Ailleurs, en Europe, l’offre se positionne de façon plus affirmée sur le territoire des assureurs traditionnels. C’est le cas d’InsPool et de Guevara au Royaume-Uni qui interviennent également sur le marché de l’assurance auto. Outre Rhin, Friendsurance propose une large gamme de produits : responsabilité civile, habitation, protection juridique, matériel électronique, auto, mobile... Enfin, aux Etats-Unis, la startup Lemonade, qui a levé 13 millions de dollars en décembre dernier, fait parler d’elle en s’engageant à délivrer des produits d’assurance “honnêtes, instantanés et agréables”. Belle promesse.
Avec la blockchain, l’assurance collaborative devient coopérative
L’assurance collaborative est une approche qui vise à reposer le moins possible sur les compagnies d’assurance. Cependant, elle introduit de nouveaux intermédiaires : les plates-formes de souscription dont le rôle est de centraliser la gestion des communautés et de séquestrer l’argent versé par les assurés. Comme nous avons déjà eu l’occasion de le souligner sur ce blog, les plates-formes présentent deux inconvénients : elle prélèvent de la valeur sur les échanges et elles peuvent être amenées à prendre unilatéralement des décisions qui sont contraires aux intérêts de leurs utilisateurs.
Pour répondre à ces écueils, des startups travaillent à implémenter les principes de l’assurance collaborative sur une Blockchain.

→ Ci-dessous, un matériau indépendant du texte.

PR #1186, opened 2025-04-09
Update to repo-config v0.13

llucax:
We now also treat warnings as errors, although we had to make one exception because of the clean-up issues we have in the SDK.


llucax:
Related to:

* https://github.com/frequenz-floss/frequenz-sdk-python/issues/982

llucax:
I already switched PyPI back to publish from the `ci.yaml` workflow, so we should merge this before releasing.

Marenz (approved):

C’est notamment le cas des français de WeKeep.io qui, à l’occasion de la conférence AssurChain, ont présenté leur vision de l’assurance collaborative : sans intermédiaire et régie par des smart contracts. En désintermédiant l’acteur central que représente la plateforme de souscription, les mécanismes de la blockchain pourraient encore faire baisser les coûts et garantiraient un mode de fonctionnement transparent et reposant sur la communauté.
Mécanisme d'assurance collaborative sur la Blockchain selon WeKeep.io
Dans l’approche de WeKeep, la mutualisation des cotisations des assurés est consignée au sein d’un smart contract multi-signé. Pour débloquer une indemnisation, deux conditions doivent être réunies : des données concrètes doivent confirmer la survenance et les membres du groupe doivent donner leur accord en votant.
Si ces tendances se confirment, l’assurance de demain serait alors complètement régie par ses adhérents et n’aurait alors plus aucun objectif de rentabilité. En ce sens, elle serait beaucoup plus coopérative que sous sa forme actuelle. Faut-il y voir les prémices d’un nouveau mutualisme propulsé par la technologie ? L’appropriation de ces pratiques par le grand public nous le dira.